### Available records
PR #9567, opened 2024-01-05
Pass BaseURI correctly to the worker

CITIZENDOT:
## References
closes #_insert number here_

### DIFF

### Instructions for the task
For this exercise, write all the records out again exactly.

### Completed task
PR #9567, opened 2024-01-05
Pass BaseURI correctly to the worker

CITIZENDOT:
## References
closes #_insert number here_

### DIFF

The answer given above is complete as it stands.